Provided entries >>
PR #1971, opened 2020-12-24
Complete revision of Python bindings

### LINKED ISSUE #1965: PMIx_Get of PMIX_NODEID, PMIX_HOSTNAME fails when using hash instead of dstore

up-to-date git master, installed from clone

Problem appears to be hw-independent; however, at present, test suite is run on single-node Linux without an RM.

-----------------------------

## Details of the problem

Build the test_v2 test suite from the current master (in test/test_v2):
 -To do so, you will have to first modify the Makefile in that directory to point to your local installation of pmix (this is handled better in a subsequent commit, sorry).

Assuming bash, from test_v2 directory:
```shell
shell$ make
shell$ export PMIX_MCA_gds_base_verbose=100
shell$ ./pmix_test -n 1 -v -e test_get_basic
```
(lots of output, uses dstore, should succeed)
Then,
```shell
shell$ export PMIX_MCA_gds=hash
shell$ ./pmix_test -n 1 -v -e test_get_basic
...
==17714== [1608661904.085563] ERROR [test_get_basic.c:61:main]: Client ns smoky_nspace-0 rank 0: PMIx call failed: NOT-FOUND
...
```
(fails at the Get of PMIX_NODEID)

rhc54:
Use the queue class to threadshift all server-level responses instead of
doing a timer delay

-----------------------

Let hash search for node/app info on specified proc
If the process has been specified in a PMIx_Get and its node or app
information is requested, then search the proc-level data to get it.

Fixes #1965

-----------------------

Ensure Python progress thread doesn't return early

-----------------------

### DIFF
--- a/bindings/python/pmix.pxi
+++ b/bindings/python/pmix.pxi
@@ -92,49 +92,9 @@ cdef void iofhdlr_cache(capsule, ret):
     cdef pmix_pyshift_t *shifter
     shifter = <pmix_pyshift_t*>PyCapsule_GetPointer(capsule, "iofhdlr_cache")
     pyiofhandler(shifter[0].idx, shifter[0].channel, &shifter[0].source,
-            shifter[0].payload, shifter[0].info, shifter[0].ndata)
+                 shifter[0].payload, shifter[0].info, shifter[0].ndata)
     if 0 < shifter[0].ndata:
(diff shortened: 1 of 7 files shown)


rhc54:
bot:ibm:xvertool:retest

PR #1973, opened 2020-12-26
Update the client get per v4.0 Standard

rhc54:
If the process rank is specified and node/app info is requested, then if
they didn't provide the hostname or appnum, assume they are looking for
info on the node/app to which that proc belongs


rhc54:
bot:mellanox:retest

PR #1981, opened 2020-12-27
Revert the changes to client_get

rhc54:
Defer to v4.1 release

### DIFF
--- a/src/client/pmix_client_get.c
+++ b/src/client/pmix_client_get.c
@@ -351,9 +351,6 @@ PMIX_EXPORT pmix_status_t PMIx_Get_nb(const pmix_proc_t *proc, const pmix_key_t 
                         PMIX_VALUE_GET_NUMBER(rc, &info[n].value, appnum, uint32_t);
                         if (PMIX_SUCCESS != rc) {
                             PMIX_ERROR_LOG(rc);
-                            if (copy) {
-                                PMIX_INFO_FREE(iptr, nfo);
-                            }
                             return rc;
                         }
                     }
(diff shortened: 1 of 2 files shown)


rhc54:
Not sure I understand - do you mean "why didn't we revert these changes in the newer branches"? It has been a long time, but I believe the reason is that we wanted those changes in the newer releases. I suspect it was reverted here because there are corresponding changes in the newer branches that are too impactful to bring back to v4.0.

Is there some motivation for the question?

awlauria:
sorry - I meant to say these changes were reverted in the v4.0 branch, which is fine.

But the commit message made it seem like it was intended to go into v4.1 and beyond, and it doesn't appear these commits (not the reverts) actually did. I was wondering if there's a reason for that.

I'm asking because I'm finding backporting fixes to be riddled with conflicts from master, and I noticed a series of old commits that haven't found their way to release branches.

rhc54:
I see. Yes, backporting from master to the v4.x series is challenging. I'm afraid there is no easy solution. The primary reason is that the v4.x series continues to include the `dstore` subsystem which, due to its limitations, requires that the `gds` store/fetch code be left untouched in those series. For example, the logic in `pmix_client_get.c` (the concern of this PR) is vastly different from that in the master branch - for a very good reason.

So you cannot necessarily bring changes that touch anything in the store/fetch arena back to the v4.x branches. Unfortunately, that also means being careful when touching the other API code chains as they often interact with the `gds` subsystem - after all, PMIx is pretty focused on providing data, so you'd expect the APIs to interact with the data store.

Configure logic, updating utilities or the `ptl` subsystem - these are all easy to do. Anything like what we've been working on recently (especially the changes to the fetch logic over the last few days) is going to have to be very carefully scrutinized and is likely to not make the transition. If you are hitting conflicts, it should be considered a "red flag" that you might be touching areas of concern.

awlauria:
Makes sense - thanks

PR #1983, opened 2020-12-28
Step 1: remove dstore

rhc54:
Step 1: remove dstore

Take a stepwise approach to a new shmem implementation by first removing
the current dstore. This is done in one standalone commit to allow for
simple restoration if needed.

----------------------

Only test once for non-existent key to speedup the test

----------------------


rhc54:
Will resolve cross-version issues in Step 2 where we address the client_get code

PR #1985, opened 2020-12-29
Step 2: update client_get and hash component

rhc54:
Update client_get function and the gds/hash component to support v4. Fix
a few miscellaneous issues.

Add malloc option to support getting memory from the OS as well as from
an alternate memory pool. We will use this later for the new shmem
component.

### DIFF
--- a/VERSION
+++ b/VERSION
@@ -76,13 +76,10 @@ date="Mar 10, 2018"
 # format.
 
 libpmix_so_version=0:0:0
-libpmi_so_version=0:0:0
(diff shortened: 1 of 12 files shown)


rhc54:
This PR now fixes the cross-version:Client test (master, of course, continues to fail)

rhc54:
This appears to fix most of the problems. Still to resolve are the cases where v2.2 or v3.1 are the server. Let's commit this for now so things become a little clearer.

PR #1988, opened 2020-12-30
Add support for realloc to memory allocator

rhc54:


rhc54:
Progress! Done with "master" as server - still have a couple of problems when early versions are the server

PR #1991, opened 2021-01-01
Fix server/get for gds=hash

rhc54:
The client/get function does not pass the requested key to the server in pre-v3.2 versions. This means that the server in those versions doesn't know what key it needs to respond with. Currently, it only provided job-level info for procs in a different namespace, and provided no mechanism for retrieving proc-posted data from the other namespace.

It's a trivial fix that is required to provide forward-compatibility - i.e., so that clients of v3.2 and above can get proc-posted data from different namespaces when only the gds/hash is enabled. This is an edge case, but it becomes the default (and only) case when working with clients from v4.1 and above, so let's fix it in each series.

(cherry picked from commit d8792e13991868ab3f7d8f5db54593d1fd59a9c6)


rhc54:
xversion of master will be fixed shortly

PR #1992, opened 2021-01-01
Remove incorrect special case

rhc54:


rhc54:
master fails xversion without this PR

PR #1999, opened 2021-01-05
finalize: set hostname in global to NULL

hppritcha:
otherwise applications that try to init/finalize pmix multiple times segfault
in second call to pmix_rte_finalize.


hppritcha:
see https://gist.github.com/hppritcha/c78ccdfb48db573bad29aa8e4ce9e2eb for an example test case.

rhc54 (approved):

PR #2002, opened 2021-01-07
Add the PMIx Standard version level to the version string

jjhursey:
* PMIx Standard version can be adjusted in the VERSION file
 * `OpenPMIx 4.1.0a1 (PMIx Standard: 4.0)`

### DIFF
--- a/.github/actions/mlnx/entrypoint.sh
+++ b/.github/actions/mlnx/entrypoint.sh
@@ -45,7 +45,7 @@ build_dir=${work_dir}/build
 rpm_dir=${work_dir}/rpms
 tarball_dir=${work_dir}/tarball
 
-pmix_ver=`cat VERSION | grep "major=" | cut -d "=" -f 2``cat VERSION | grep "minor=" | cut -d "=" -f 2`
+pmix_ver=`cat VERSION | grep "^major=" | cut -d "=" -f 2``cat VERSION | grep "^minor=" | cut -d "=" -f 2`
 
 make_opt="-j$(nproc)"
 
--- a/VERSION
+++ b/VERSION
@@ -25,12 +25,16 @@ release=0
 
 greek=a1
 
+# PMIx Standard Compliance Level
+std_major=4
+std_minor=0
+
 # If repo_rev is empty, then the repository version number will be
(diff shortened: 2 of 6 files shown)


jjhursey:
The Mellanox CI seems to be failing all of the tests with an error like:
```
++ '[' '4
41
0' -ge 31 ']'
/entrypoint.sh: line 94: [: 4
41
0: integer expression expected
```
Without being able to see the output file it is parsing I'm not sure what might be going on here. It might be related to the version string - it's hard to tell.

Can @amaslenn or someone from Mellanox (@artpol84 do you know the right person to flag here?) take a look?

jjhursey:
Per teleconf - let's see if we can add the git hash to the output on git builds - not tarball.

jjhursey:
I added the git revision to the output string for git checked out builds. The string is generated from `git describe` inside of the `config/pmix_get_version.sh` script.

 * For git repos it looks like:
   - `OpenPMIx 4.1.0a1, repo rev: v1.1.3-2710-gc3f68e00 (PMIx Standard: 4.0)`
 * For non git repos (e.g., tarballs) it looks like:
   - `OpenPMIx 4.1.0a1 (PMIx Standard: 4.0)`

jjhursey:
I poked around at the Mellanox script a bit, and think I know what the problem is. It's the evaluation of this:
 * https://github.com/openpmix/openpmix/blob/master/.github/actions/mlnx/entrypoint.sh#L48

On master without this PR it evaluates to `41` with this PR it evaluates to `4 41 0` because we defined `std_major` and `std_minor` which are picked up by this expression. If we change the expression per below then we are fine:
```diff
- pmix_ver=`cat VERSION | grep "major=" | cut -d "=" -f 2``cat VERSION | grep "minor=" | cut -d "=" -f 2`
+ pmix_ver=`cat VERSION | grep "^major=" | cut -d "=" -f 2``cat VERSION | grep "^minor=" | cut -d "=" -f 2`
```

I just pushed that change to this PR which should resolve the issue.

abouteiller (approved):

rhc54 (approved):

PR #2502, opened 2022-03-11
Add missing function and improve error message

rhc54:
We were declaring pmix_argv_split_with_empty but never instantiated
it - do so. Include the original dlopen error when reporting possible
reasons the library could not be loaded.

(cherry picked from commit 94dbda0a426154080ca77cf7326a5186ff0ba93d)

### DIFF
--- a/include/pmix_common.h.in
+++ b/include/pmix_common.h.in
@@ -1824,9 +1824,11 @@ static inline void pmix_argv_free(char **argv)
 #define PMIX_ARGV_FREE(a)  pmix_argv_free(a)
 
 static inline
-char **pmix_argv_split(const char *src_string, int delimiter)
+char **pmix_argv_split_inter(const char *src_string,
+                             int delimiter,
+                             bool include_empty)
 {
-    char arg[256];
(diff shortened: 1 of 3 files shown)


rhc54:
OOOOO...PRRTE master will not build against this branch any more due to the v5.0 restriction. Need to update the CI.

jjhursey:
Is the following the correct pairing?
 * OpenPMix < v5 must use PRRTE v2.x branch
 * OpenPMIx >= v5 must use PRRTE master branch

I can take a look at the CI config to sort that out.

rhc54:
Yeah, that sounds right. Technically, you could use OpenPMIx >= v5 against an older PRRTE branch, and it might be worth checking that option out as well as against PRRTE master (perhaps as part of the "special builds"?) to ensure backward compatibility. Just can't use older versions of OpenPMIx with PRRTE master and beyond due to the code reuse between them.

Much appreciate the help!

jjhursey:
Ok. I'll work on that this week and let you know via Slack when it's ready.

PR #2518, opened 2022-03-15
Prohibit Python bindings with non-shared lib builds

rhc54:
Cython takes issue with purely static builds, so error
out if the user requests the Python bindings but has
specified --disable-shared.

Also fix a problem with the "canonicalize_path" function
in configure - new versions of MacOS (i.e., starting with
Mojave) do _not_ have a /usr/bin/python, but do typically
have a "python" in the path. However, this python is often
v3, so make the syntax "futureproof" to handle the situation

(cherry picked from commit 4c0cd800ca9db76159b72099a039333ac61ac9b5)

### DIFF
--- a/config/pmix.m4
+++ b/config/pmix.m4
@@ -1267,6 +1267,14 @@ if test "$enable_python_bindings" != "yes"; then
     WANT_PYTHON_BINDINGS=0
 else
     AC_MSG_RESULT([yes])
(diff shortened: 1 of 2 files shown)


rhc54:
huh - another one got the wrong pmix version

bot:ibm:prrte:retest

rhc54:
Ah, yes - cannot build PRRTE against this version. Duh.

* * *

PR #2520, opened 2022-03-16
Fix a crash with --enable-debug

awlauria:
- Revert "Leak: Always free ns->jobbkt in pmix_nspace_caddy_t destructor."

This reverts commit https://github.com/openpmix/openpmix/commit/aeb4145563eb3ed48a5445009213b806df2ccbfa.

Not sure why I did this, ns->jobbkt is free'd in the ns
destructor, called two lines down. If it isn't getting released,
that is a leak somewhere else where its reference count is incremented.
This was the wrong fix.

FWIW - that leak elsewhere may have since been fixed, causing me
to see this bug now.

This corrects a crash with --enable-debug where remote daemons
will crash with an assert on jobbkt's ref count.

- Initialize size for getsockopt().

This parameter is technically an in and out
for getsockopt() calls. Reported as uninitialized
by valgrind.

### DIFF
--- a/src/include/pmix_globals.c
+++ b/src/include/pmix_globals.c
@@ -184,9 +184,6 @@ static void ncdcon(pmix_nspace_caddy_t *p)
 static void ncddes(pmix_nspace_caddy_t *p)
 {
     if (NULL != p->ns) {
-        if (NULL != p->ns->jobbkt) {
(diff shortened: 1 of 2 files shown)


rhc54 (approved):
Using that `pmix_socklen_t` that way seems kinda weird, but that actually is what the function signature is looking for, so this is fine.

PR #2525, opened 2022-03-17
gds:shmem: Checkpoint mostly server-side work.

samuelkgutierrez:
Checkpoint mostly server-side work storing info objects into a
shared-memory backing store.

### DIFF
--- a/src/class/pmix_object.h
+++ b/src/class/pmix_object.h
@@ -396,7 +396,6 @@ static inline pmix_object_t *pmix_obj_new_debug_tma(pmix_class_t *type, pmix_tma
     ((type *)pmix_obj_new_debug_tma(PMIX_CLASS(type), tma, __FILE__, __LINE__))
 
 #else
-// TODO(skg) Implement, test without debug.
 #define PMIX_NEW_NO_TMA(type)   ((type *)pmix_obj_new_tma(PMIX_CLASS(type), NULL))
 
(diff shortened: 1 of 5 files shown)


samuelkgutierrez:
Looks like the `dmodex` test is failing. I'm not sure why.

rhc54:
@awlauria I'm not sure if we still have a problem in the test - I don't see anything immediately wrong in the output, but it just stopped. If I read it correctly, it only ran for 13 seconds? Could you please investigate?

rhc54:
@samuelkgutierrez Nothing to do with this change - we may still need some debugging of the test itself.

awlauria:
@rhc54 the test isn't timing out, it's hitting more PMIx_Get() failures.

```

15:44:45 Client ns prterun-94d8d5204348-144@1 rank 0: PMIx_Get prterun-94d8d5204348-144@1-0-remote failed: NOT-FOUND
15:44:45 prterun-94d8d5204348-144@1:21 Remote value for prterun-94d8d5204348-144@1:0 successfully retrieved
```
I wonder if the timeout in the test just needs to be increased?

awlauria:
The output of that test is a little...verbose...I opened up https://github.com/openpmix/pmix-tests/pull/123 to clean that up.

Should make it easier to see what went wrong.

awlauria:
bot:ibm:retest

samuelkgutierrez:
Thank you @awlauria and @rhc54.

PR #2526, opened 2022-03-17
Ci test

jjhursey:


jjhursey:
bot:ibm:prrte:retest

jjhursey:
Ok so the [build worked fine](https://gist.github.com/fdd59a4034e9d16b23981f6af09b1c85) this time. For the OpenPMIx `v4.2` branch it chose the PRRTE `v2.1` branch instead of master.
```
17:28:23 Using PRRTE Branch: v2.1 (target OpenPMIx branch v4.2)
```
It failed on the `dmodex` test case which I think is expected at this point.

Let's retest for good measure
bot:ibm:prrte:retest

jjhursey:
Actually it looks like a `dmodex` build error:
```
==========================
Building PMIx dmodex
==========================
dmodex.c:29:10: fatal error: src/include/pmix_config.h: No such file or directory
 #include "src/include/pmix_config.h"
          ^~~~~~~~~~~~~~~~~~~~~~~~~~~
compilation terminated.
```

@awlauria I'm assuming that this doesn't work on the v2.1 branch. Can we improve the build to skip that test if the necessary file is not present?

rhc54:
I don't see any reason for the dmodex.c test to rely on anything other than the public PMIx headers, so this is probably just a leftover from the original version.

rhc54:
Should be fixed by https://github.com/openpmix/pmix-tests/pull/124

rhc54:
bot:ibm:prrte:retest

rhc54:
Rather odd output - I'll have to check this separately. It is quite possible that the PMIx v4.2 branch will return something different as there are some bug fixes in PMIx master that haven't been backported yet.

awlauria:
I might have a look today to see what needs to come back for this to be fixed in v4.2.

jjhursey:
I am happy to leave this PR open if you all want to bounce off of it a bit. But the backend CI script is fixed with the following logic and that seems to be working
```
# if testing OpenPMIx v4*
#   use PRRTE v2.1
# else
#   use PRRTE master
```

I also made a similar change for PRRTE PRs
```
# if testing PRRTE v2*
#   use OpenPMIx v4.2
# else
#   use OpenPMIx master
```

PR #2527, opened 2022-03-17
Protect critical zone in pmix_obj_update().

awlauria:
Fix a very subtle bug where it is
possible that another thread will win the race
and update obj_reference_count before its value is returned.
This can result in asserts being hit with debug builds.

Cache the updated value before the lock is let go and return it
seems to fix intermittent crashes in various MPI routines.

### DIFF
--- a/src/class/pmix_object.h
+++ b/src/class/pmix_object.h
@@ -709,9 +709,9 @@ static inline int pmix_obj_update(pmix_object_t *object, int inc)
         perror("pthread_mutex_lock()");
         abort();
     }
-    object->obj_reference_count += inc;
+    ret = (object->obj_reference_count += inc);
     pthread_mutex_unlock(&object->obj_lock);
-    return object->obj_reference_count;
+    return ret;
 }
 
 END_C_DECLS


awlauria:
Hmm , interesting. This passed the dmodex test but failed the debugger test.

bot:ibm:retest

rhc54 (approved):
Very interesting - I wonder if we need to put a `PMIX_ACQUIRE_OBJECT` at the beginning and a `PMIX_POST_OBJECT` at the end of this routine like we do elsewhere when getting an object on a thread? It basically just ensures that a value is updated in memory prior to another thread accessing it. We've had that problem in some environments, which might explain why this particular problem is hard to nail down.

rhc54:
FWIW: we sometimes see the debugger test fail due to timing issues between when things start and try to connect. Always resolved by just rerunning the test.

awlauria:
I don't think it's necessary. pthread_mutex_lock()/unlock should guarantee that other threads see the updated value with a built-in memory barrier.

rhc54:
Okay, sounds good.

Exercise >> Everything from the line with "PR #1971, opened 2020-12-24" through the line with "-To do so, you" in the listing above must be retyped exactly, with nothing added.

Response box >>
PR #1971, opened 2020-12-24
Complete revision of Python bindings

### LINKED ISSUE #1965: PMIx_Get of PMIX_NODEID, PMIX_HOSTNAME fails when using hash instead of dstore

up-to-date git master, installed from clone

Problem appears to be hw-independent; however, at present, test suite is run on single-node Linux without an RM.

-----------------------------

## Details of the problem

Build the test_v2 test suite from the current master (in test/test_v2):
 -To do so, you will have to first modify the Makefile in that directory to point to your local installation of pmix (this is handled better in a subsequent commit, sorry).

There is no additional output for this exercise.